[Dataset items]
※

PR #256, opened 2019-02-11
Clarify required dependencies in README

eteq:
I was slightly confused by this: the dependencies listed in the README look to actually be *optional* dependencies, and there's (quite sensibly) a required list in the ``setup.py``.  This just clarifies the situation in the README via linking to the ``setup.py``.

### DIFF
--- a/README.md
+++ b/README.md
@@ -27,6 +27,11 @@ pip install .
 
 ## Dependencies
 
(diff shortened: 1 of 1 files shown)


bhilbert4:
Looks good to me! Thanks for the update.

Issue #255, opened 2019-02-06
Better error message when running yaml_generator without reference files


bhilbert4:
I just tried running the yaml_generator from home after forgetting to log in to VPN, which means I couldn't see the collection of reference files. The error message that came up mentioned something about a bad index being used on a list of superbias files. 

Add in some file checking steps before looking for reference files, so that you can raise a better error message if the reference files are not visible.

bhilbert4:
This issue should be solved by #257

PR #257, opened 2019-02-11
Yaml generator environment variable check

bhilbert4:
This PR pushes the MIRAGE_DATA environment variable expansion function into `utils.py`, as it is called in multiple places within Mirage. It also adds a check that the directory specified by the environment variable exists. It was previously checking that the environment variable was set, but in the case where the specified directory didn't exist (or wasn't accessible due to forgetting to log in to the VPN), the resulting exception wasn't very helpful. This PR changes that so that a more informative error statement is given.

### DIFF
--- a/mirage/utils/utils.py
+++ b/mirage/utils/utils.py
@@ -157,7 +157,7 @@ def ensure_dir_exists(fullpath):
         os.makedirs(fullpath)
 
 
-def expand_environment_variable(variable_name):
+def expand_environment_variable(variable_name, offline=False):
     """ Expand an environment variable and check that the directory exists
 
     Parameters
@@ -178,10 +178,11 @@ def expand_environment_variable(variable_name):
                           "input files needed for the simulation. "
                           "These files must be downloaded separately "
                           "from the Mirage package.".format(variable_name)))
-    if not os.path.isdir(variable_directory):
-        raise FileNotFoundError(("The directory contained in the {} "
-                                 "environment variable: {} does not exist or "
-                                 "is not accessible.".format(variable_name, variable_directory)))
+    if not offline:
+        if not os.path.isdir(variable_directory):
+            raise FileNotFoundError(("The directory contained in the {} "
+                                     "environment variable: {} does not exist or "
+                                     "is not accessible.".format(variable_name, variable_directory)))
     return variable_directory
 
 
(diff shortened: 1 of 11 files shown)


bhilbert4:
This addresses #255

bhilbert4:
Pretty simple change to the code. @Johannes-Sahlmann, do you have a moment to look over the changes and make sure they make sense? I ran the `yaml_generator` and created a simulated ramp using the changes and everything worked fine.

Johannes-Sahlmann:
I will have a look asap.

mirage/utils/utils.py
```diff
@@ -157,6 +157,34 @@ def ensure_dir_exists(fullpath):
...
+        Environment variable name
+
+    Returns
+    -------
+    variable_directory : str
+        Path pointed to by the environment variable
+    """
+    variable_directory = os.environ.get(variable_name)
+    if variable_directory is None:
+        raise ValueError(("WARNING: {} environment variable is not set. "
```
Johannes-Sahlmann: I suggest to remove the `WARNING:` part of the message.

mirage/utils/utils.py
```diff
@@ -157,6 +157,34 @@ def ensure_dir_exists(fullpath):
...
+                          "This must be set to the base directory "
+                          "containing the darks, cosmic ray, PSF, etc "
+                          "input files needed for the simulation. "
+                          "These files must be downloaded separately "
+                          "from the Mirage package.".format(variable_name)))
+    if not os.path.isdir(variable_directory):
+        raise FileNotFoundError(("WARNING: The directory contained in the {} "
```
Johannes-Sahlmann: Same here. I suggest to remove the warning part.

mirage/utils/utils.py
bhilbert4: Removed.

mirage/utils/utils.py
bhilbert4: Removed

bhilbert4:
Arg. These changes cause Travis tests to fail because it now checks for the existence of the MIRAGE_DATA directory. I'll have to add an `offline` flag similar to what we have for the `yaml_generator` I guess.

Johannes-Sahlmann:
I should have waited for the checks to finish before approving ...

bhilbert4:
All tests now passing locally and on Travis!! I had to add 'offline' keywords to all the main files: **catalog_seed_image.py** **dark_prep.py**, **obs_generator.py**, **imaging_simulator.py** and **wfss_simulator.py**.

PR #258, opened 2019-02-11
wrap inverse kernel writer in save_intermediates if block

eteq:
just what it says on the tin: this was failing for me because it was trying to write into a place I didn't have permissions even though `save_intermediates` was off.  But with this change mirage now doesn't try to save the kernel and happily runs through to completion.

### DIFF
--- a/mirage/ramp_generator/obs_generator.py
+++ b/mirage/ramp_generator/obs_generator.py
@@ -1915,17 +1915,18 @@ class Observation():
             newkernel = np.copy(kern)
             newkernel[:, :, ys:ye, xs:xe] = realout1
 
-        # Save the inverted kernel for future simulator runs
-        h0 = fits.PrimaryHDU()
-        h1 = fits.ImageHDU(newkernel)
-        h1.header["DETECTOR"] = self.detector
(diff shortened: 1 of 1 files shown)


bhilbert4:
I think this is a step in the right direction. Thinking about it yesterday though, I was thinking that in this case, where Mirage is trying to save the kernel into the reference files directory, it would probably be best to also check for write permission into that directory. 

And also, in the case of local ST users, we probably don't want everyone trying to write into the single instance of the reference files directory....hmmmm. 

The point of saving this file is so that it can potentially be used in future Mirage runs. And for yaml files generated by the `yaml_generator` (which will probably be the most popular way to run Mirage) the generator looks into the reference file directory for the appropriate files. Maybe I should just find a way to disallow saving this file for those using the ST reference file directory. Not sure how to do that without hard coding the path on central store though...

eteq:
@bhilbert4 - if this is a step in the right direction but it's still not clear what the best direction is, perhaps we could merge this and then do the other directions in a follow-on PR?

bhilbert4:
Works for me.

Issue #251, opened 2019-01-16
Inputs from the APT file can cause Mirage to crash


KevinVolkSTScI:
I was trying to run a .yaml file generated by the APT to yaml interface in Mirage and the code told me that it could not open the parameter file.  (The message was "WARNING: unable to open" followed by the .yaml file name.  It is generated on line 2788 of catalog_seed_generator.py.)  There are two issues here in my opinion:

(1) the cause of the issue is a ":" in the label string of the observation.  I did not know that it was there as the observation is copied from one of the NIRISS CARS.  The APT to yaml conversion copies this label to the parameter file and the resulting line is

  observation_label: Confirmation: Imaging, NRM, GR700XD    # User-generated observation Label

This causes yaml to flag an error because of the second : on the line.  Since this parameter is not used in the code it is irritating that this causes the model to fail.  I would suppose that other such instances might happen in other parameters if a : is present.  The APT to yaml file conversion should screen out these cases in some way.

(2) When the code is unable to read the parameter file it calls sys.exit.  I think this is not the behaviour we want because when running a set of models from a series of parameter files the code will stop at this point whereas it would be better to exit in some other way so that the calculations can continue.  If I am running interactively in Python this kicks me out of the interpreter to the command line and I lose any variables that have been defined as well as having to reload the package when I go back into Python.  This is somewhat irritating, at least for me.  Is there a good reason to call sys.exit rather than just exit?  I think the latter will return one to the Python prompt.

KevinVolkSTScI:
I looked online and I see that sys.exit and exit both do much the same thing.  Nonetheless, if an error is raised in the code that will not cause the end of a Python session, so I suggest that the code raise an error condition rather than exiting.

bhilbert4:
You must have been running with a manually created/edited yaml file? Looking at the code in `yaml_generator`, there is already a check for colons in the proposal title. If they are there, they are replaced with a comma prior to writing out the yaml file.

In terms of avoiding this issue when reading in a manually-created yaml file, the only option I can think of would be a function that reads in the yaml file line by line and replaces/removes any colon after the first, before then moving on to loading the contents of the file into a yaml dictionary.

As for the sys.exit, I'll replace that with a properly raised exception.

KevinVolkSTScI:
[...]

PR #259, opened 2019-02-12
Add a check for colons in some text entries of yaml file

bhilbert4:
Any colons in the Proposal title will cause `yaml.load` to fail.

### DIFF
--- a/mirage/seed_image/catalog_seed_image.py
+++ b/mirage/seed_image/catalog_seed_image.py
@@ -2773,19 +2773,52 @@ class Catalog_seed():
             qy = [float(s) for s in strinstrumentqy]
             self.countvalues = dict(zip(instrumentfilternames, instrumentmag15countrates))
             self.qydict = dict(zip(instrumentfilternames, qy))
-
         except:
-            print("WARNING: Unable to read in {}.".format(self.params['Reffiles']['phot']))
-            sys.exit()
+            raise IOError("WARNING: Unable to read in {}.".format(self.params['Reffiles']['phot']))
 
     def readParameterFile(self):
-        # read in the parameter file
+        """Read in the parameter file"""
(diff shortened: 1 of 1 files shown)


bhilbert4:
This work addresses #251.

@KevinVolkSTScI can you either send me the APT file you used when you were having trouble with the yaml files, or else try out this branch yourself on that file? So far, I made changes to `catalog_seed_generator` to look for and remove any colons in the proposal title string when loading the yaml file. I didn't make any changes to the `yaml_generator` yet, since that already appears to have a fix in it that should remove colons prior to writing the yaml file. I don't think that was added anytime recently though. But at least with this fix, any yaml files that do have colons in the title should be handled.

KevinVolkSTScI:
@bhilbert4 -- I will hunt down the APT file again and forward it to you.

KevinVolkSTScI:
I re-ran a test case with a recent version of mirage (installed around February 3) and the APT -> yaml conversion replaces the : in the title string by a , so the conversion runs without crashing.  Thus this problem was fixed sometime between when I tried in early January and when I last re-installed mirage.

bhilbert4:
That's great news. 
I suppose it's still worth keeping the changes I made last night, in case someone creates a yaml file manually and adds a colon to the title name. It seems like a low-probability situation, and the cost is that yaml files are essentially read in twice in the catalog seed generator now. But as you saw, the error message that comes from a yaml file with an extra colon is pretty tough to decipher. Do you agree?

※

Exercise directions
Respond with a number only, the count of lines in the entries where the string "contained" occurs.

Exercise solution
3